Task instructions:
Restate the opening lines of the material below word for word, stopping after the line that contains "candidate to the".

Source data:
PR #2037, opened 2016-12-17
Add summary and examples for `Phoenix.Token.verify/4` (#1892)

byelipk:
This PR adds a new summary and example usage to the `Phoenix.Token.verify/4` documentation as discussed in #1892. 

It also tries to remain consistent with the theme of #2013  by swapping out "user" for "user salt" and creating a detailed example scenario.

### DIFF
--- a/lib/phoenix/token.ex
+++ b/lib/phoenix/token.ex
@@ -113,7 +113,44 @@ defmodule Phoenix.Token do
   end
 
   @doc """
-  Decodes the original data from the token and verifies its integrity.
+  Given a secret key base, a salt, a token, and optional arguments `verify/4`
+  will establish the authenticity and integrity of the token and then decode
+  and return the original data.
+
+  ## Examples
+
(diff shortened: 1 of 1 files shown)


ksolo:
@byelipk I think this reads clearly and like the change.

@chrismccord @josevalim Thoughts? Can this be merged in?

lib/phoenix/token.ex
```diff
@@ -113,7 +113,44 @@ defmodule Phoenix.Token do
   end
 
   @doc """
-  Decodes the original data from the token and verifies its integrity.
```
josevalim: The first line of the documentation must always be a short summary. So we should keep the line above or right a new one. :)

josevalim:
Thank you @byelipk, I have added one comment!

byelipk:
Thanks @josevalim, I reverted back to the original summary to keep it short and simple.

josevalim:

PR #2041, opened 2016-12-22
Add Elixir 1.4 to travis allowed failures

devonestes:
It looks like we'll get 1.4 soon, and I thought adding the release
candidate to the travis matrix as an allowed failure might help in
finding and squashing any bugs in the release candidate, as well as
give folks time to make any updates or address any deprecations that
might be coming in 1.4.

### DIFF
--- a/.travis.yml
+++ b/.travis.yml
@@ -5,6 +5,15 @@ matrix:
       elixir: 1.3.2
     - otp_release: 19.0
       elixir: 1.3.2
+    - otp_release: 18.3
+      elixir: 1.4.0-rc.1
+    - otp_release: 19.0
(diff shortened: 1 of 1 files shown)


michalmuskala:
It looks like the failures on travis are only related to a different error message format from `OptionParser`. I think it should be possible to fix them and add those builds as normal ones.

Gazler:
@michalmuskala This issue has been fixed on the new generators branch in this commit https://github.com/phoenixframework/phoenix/commit/d5970eca74c07a9e576a8e61c5a3a89581aa8369

chrismccord:
Thanks! I added the fix from d5970ec and removed the `allowed_failures` bit since we pass across all versions.

PR #2042, opened 2016-12-24
Update the model_case.ex template errors_on function to accept any changeset function, defaulting to :changeset.

ptlu:
Found this useful when creating multiple changeset functions to handle different scenarios.  Means that testing error messages are easy to handle in a consistent way.


josevalim:
Hi @ptlu, that function is meant to be kept simple on purpose. Developers are free to improve it in their apps. Thank you!

PR #2514, opened 2017-09-22
More accurate diff for controller actions

khaledh:
This is not correcting any mistakes, but does a couple of things to make a particular diff clearer to the reader:
- shows the previous state for some changed lines, so that it's easy to compare what's changed
- removes some parameters that are no longer necessary after the change


Gazler:
Thanks <3

PR #2515, opened 2017-09-22
Add Seamless Web Worker Support

kturney:
use `self` instead of `window` for access to globals in either web worker or window contexts


chrismccord:
❤️❤️❤️🐥🔥

PR #2520, opened 2017-09-24
Fix broken link in Ecto guide

michaelfich:
I noticed there was a link that was broken in the Phoenix Guides under the [Ecto](https://hexdocs.pm/phoenix/ecto.html) section.  I've updated that link so that it no longer leads to a 404 page.


Gazler:
Thanks <3

PR #2521, opened 2017-09-24
correct table relationship

jduan:
The relationship between posts and users should be many to one, not one to many.


chrismccord:
❤️❤️❤️🐥🔥

jduan:
Thanks for merging!

PR #2525, opened 2017-09-27
Guide Update: Move creating skeleton app

### LINKED ISSUE #2492: Don't recommend generating a skeleton app in the intro
@nisstyre56 raised this issue on the phoenix_guides

---

In the guide located at https://hexdocs.pm/phoenix/installation.html#content it recommends doing mix phx.new web --no-brunch --no-ecto which generates an application without brunch to compile static assets (like JS). It does not say why you would want to generate only a skeleton app, so I'm wondering if it might be a good idea to generate a full app instead.

My rationale is that if you follow the guide and get to the point where you want to implement a channel, it seems to assume that you've setup brunch, so either you have to manually setup static asset compilation with brunch, or regenerate your entire app, both of which are frustrating and interrupt the learning process. I think it would be better to recommend just doing mix phx.new so that the guide can be followed from start to finish without having to get sidetracked.

ksolo:
Closes #2492 

@chrismccord @Gazler @josevalim 
I removed the mention of the skeleton app from the installation page, and added a note on creating an app without ecto and combining it with no-brunch to create a skeleton app. Feedback is welcome!

### DIFF
--- a/guides/docs/introduction/installation.md
+++ b/guides/docs/introduction/installation.md
@@ -97,3 +97,7 @@ This is a Linux-only filesystem watcher that Phoenix uses for live code reloadin
 
 Linux users need to install this dependency. Please consult the [inotify-tools wiki](https://github.com/rvoicilas/inotify-tools/wiki) for distribution-specific installation instructions.
 
+### Our First Phoenix Application
+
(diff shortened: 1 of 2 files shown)


chrismccord:
Perfect! Thank you! ❤️❤️❤️🐥🔥

PR #2533, opened 2017-09-29
Enforce safe local urls with static_path

### LINKED ISSUE #2516: Enforce local uri's for static_path

alexgaribay:
Enforces local paths when using `static_path`.

Resolves #2516.

### DIFF
--- a/lib/phoenix/endpoint.ex
+++ b/lib/phoenix/endpoint.ex
@@ -670,6 +670,7 @@ defmodule Phoenix.Endpoint do
       Generates a route to a static file in `priv/static`.
       """
       def static_path(path) do
+        Phoenix.Endpoint.validate_local_url(path)
         Phoenix.Config.cache(__MODULE__, :__phoenix_static__,
                              &Phoenix.Endpoint.Supervisor.static_path/1) <>
         Phoenix.Config.cache(__MODULE__, {:__phoenix_static__, path},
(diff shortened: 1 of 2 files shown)


lib/phoenix/controller.ex
```diff
@@ -405,26 +405,32 @@ defmodule Phoenix.Controller do
...
   end
-  defp validate_local_url(to), do: raise_invalid_url(to)
 
-  @spec raise_invalid_url(term()) :: no_return()
-  defp raise_invalid_url(url) do
-    raise ArgumentError, "the :to option in redirect expects a path but was #{inspect url}"
+  @invalid_local_url_chars ["\\"]
+  @doc false
+  @spec validate_local_url(String.t) :: {:ok, String.t} | {:error, :invalid_local_url | :unsafe_chars}
+  def validate_local_url("//" <> _), do: {:error, :invalid_local_url}
```
josevalim: This means this function will end-up in all controllers since they do import `Phoenix.Controller`. I would say a little bit of code duplication is fine in this case, definitely better than the coupling, just add the logic directly to Phoenix.Endpoint and we should be golden!

alexgaribay:
Code has been updated to reflect your suggestions.

chrismccord:
❤️❤️❤️🐥🔥

PR #2536, opened 2017-09-30
The connection -> a connection

fxn:
"the connection struct" is the kind of language you use for mutable structures. There is one "the" (which must be the one already in context), but "a" suggests returning that one or some other connection struct, which is of course what you normally do.


Gazler:
Thanks <3

Issue #2187, opened 2017-03-15
phoenix.js Socket reconnectTimer is not reset after disconnect()


davidye:
### Environment

* Phoenix version (mix deps): 1.2.1

### Expected behavior

The socket is not connected but is attempting to reconnect via reconnectTimer. In this state, I think it would make sense that calling socket.disconnect() resets reconnectTimer.

### Actual behavior

After calling socket.disconnect(), the socket continues trying to reconnect. I believe it is due to the following line:

https://github.com/phoenixframework/phoenix/blob/62f18c71888ce700cc86933296e619f8a9dee0be/assets/js/phoenix.js#L523

chrismccord:
Fixed on master

PR #2537, opened 2017-09-30
Add a forceDisconnect function to Socket that also resets reconnectTimer in addition to disconnecting

stawberri:
I think I might still be experiencing the issue described in #2187 in v1.3.0, and I can't find anything that was changed with `disconnect` or `reconnectTimer` to resolve this issue.

The line highlighted in that issue is probably not the one causing this problem, as the noop function that `this.conn.onclose` is set to gets overwritten by `connect` to point back to `this.onConnClose()` in the next reconnection attempt.

This line seems to be intended to stop `reconnectTimer` from being scheduled in the first place, so it seems that a good way to resolve this problem would be to reset the timer if it has already been scheduled.

---

I initially tried to fix this by resetting `reconnectTimer` inside of `disconnect`. This was a problem because `reconnectTimer` uses `disconnect` as part of its callback function, and trying to reset `reconnectTimer` inside of `disconnect` would cause `reconnectTimer` to reset itself.

Instead, I think it might be a good idea to implement a new function that resets `reconnectTimer` before calling `disconnect`, and have this one be documented so that people can find it more easily.

### DIFF
--- a/assets/js/phoenix.js
+++ b/assets/js/phoenix.js
@@ -750,6 +750,17 @@ export class Socket {
   }
 
   /**
+   * Cancels pending reconnect attempts and then disconnects
+   * @param {Function} callback
+   * @param {integer} code
+   * @param {string} reason
+   */
+  forceDisconnect(callback, code, reason){
+    this.reconnectTimer.reset()
+    this.disconnect(callback, code, reason)
+  }
+
+  /**
    *
    * @param {Object} params - The params to send when connecting, for example `{user_id: userToken}`
    */


chrismccord:
Can you outline the exact behavior you're seeing so we can see if this fix is necessary? Maybe include console logs? I'm assuming you're seeing the same reconnect loop after calling disconnect? More info would be helpful. Thanks!

stawberri:
Sorry I neglected to do this earlier, but I made a fresh project to test this with and I'm not seeing my problem. I think my issue might have been a problem with something else after all.

PR #2539, opened 2017-10-01
Update docs to use groups_for_extras for guide grouping

Gazler:
Please don't merge until ExDoc 0.17 is released


josevalim:
v0.17.0 is out!

chrismccord:
Let's point ex_doc at the newly released version and this is good to merge!

PR #2540, opened 2017-10-01
Group modules using ExUnit 0.17 groupings

Gazler:
Please see this issue:
https://github.com/elixir-lang/ex_doc/issues/779
and this PR:
https://github.com/elixir-lang/elixir/pull/6621

This groups the modules in the following way:

    (not in a group)
    Phoenix
    Phoenix.Digester
    Phoenix.Logger
    Phoenix.Naming
    Phoenix.Token

    CHANNELS AND TRANSPORTS
    Phoenix.Channel
    Phoenix.Presence
    Phoenix.Socket
    Phoenix.Socket.Broadcast
    Phoenix.Socket.Message
    Phoenix.Socket.Reply
    Phoenix.Socket.Transport
    Phoenix.Transports.LongPoll
    Phoenix.Transports.Serializer
    Phoenix.Transports.WebSocket

    DEVELOPMENT & TESTING
    Phoenix.ChannelTest
    Phoenix.CodeReloader
    Phoenix.ConnTest

    ENDPOINT & REQUESTS
    Phoenix.Controller
    Phoenix.Endpoint
    Phoenix.Endpoint.CowboyHandler
    Phoenix.Endpoint.Handler
    Phoenix.Router

    PROTOCOLS
    Phoenix.Param

    VIEWS AND TEMPLATING
    Phoenix.Template
    Phoenix.Template.EExEngine
    Phoenix.Template.Engine
    Phoenix.Template.ExsEngine
    Phoenix.Template.HTML
    Phoenix.View

### DIFF
--- a/mix.exs
+++ b/mix.exs
@@ -26,6 +26,7 @@ defmodule Phoenix.Mixfile do
         extra_section: "GUIDES",
         assets: "guides/docs/assets",
         formatters: ["html", "epub"],
+        groups_for_modules: groups_for_modules(),
         extras: extras(),
         groups_for_extras: groups_for_extras()
       ],
@@ -122,6 +123,54 @@ defmodule Phoenix.Mixfile do
       "Guides": ~r/guides\/docs\/[^\/]+\.md/,
       "Testing": ~r/guides\/docs\/testing\/.?/,
       "Deployment": ~r/guides\/docs\/deployment\/.?/
+    ]
+  end
+
+  defp groups_for_modules do
+    # Ungrouped Modules:
+    #
+    # Phoenix
+    # Phoenix.Channel
+    # Phoenix.Controller
+    # Phoenix.Naming
+    # Phoenix.Param
+    # Phoenix.Presence
+    # Phoenix.Router
+    # Phoenix.Token
+    # Phoenix.View
+
+    [
+      "Endpoint And Plugs": [
+        Phoenix.CodeReloader,
+        Phoenix.Endpoint,
+        Phoenix.Endpoint.CowboyHandler,
+        Phoenix.Endpoint.Handler,
+        Phoenix.Logger,
+      ],
+
+      "Socket And Transport": [
+        Phoenix.Socket,
+        Phoenix.Socket.Broadcast,
+        Phoenix.Socket.Message,
+        Phoenix.Socket.Reply,
+        Phoenix.Socket.Transport,
+        Phoenix.Transports.LongPoll,
+        Phoenix.Transports.Serializer,
+        Phoenix.Transports.WebSocket,
+      ],
+
+      "Templating": [
+        Phoenix.Template,
+        Phoenix.Template.EExEngine,
+        Phoenix.Template.Engine,
+        Phoenix.Template.ExsEngine,
+        Phoenix.Template.HTML,
+      ],
+
+      "Testing": [
+        Phoenix.ChannelTest,
+        Phoenix.ConnTest,
+      ],
     ]
   end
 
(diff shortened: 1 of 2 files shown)


mix.exs
```diff
@@ -112,8 +113,52 @@ defmodule Phoenix.Mixfile do
 
       "deployment/deployment.md": [group: "Deployment"],
       "deployment/heroku.md": [group: "Deployment"]
+      ]
+      |> Enum.map(fn {file, opts} -> {:"guides/docs/#{file}", opts} end)
+  end
+
+  defp groups_for_modules do
+    [
```
josevalim: Let's document the ones that are not in any group at the top.

mix.exs
```diff
@@ -112,8 +113,52 @@ defmodule Phoenix.Mixfile do
...
+        Phoenix.Transports.WebSocket,
+      ],
+
+      "Development & Testing": [
+        Phoenix.ChannelTest,
+        Phoenix.CodeReloader,
+        Phoenix.ConnTest,
+      ],
+
+      "Protocols": [
```
josevalim: I would probably kill this group.

mix.exs
josevalim: Speaking about this group, I would `@moduledoc false` the Phoenix.Digester. Most interact with it through the task.

josevalim:
@Gazler this looks great. I am wondering though if it would be best to keep the "big names" outside of any group and keep them easily accessible. For example:

 * Channel and presence are out (we can rename the group to Sockets & Transport)
 * Phoenix.View is out (we can rename the group to Templating only)
 * Phoenix.Controller and Phoenix.Router are out (we can rename the group to endpoint)

This way the main concepts are quickly accessible and users can scroll down to dig deeper.

josevalim:
This looks great to me! I would just have a comment on the top of the groupings listing all modules that do not belong to any group and then :shipit:!

Gazler:
@josevalim Done. Thanks for the requirement to resync btw! ;)

mix.exs
```diff
@@ -125,6 +126,54 @@ defmodule Phoenix.Mixfile do
     ]
   end
 
+  defp groups_for_modules do
+    # Ungrouped Modules:
+    #
+    # Phoenix
+    # Phoenix.Channel
+    # Phoenix.Controller
+    # Phoenix.Logger
```
josevalim: What do you think about this:

Have an "Endpoint and Plugs" category, move Phoenix.CodeReloader and Phoenix.Logger in there. Rename the "Development and Testing" to testing.

The reason for this is because Phoenix.Logger is really not at the same level as these.

Thoughts?

josevalim:
> @josevalim Done. Thanks for making me rebase btw! 😄

No problem. Glad to keep your git skills in check.

mix.exs
Gazler: I don't think it would be immediately obvious that they would be in the "Endpoint and Plugs" section without prior knowledge that those modules are plugs. However, I think it is very likely that the users who want the docs for those modules will have that prior knowledge.

Gazler:
> > @josevalim Done. Thanks for making me rebase btw! :smile:
> No problem. Glad to keep your git skills in check.

Just for that I've added a bonus commit https://github.com/Gazler/phoenix/commit/a3a2a79c18e91a4b79cfcd81b4cedeca9b7d83e8

mix.exs
josevalim: Well, to help with that, those two modules are used in the endpoint as `plug Plug.CodeReloader` and `plug Phoenix.Logger`. So I think they do fit all together. :)

Gazler:
Had to manually make changes to deploy this to hex since the guides were merged in after 1.3 was released - https://hexdocs.pm/phoenix/overview.html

Exercise solution:
PR #2037, opened 2016-12-17
Add summary and examples for `Phoenix.Token.verify/4` (#1892)

byelipk:
This PR adds a new summary and example usage to the `Phoenix.Token.verify/4` documentation as discussed in #1892. 

It also tries to remain consistent with the theme of #2013  by swapping out "user" for "user salt" and creating a detailed example scenario.

### DIFF
--- a/lib/phoenix/token.ex
+++ b/lib/phoenix/token.ex
@@ -113,7 +113,44 @@ defmodule Phoenix.Token do
   end
 
   @doc """
-  Decodes the original data from the token and verifies its integrity.
+  Given a secret key base, a salt, a token, and optional arguments `verify/4`
+  will establish the authenticity and integrity of the token and then decode
+  and return the original data.
+
+  ## Examples
+
(diff shortened: 1 of 1 files shown)


ksolo:
@byelipk I think this reads clearly and like the change.

@chrismccord @josevalim Thoughts? Can this be merged in?

lib/phoenix/token.ex
```diff
@@ -113,7 +113,44 @@ defmodule Phoenix.Token do
   end
 
   @doc """
-  Decodes the original data from the token and verifies its integrity.
```
josevalim: The first line of the documentation must always be a short summary. So we should keep the line above or right a new one. :)

josevalim:
Thank you @byelipk, I have added one comment!

byelipk:
Thanks @josevalim, I reverted back to the original summary to keep it short and simple.

josevalim:

PR #2041, opened 2016-12-22
Add Elixir 1.4 to travis allowed failures

devonestes:
It looks like we'll get 1.4 soon, and I thought adding the release
candidate to the travis matrix as an allowed failure might help in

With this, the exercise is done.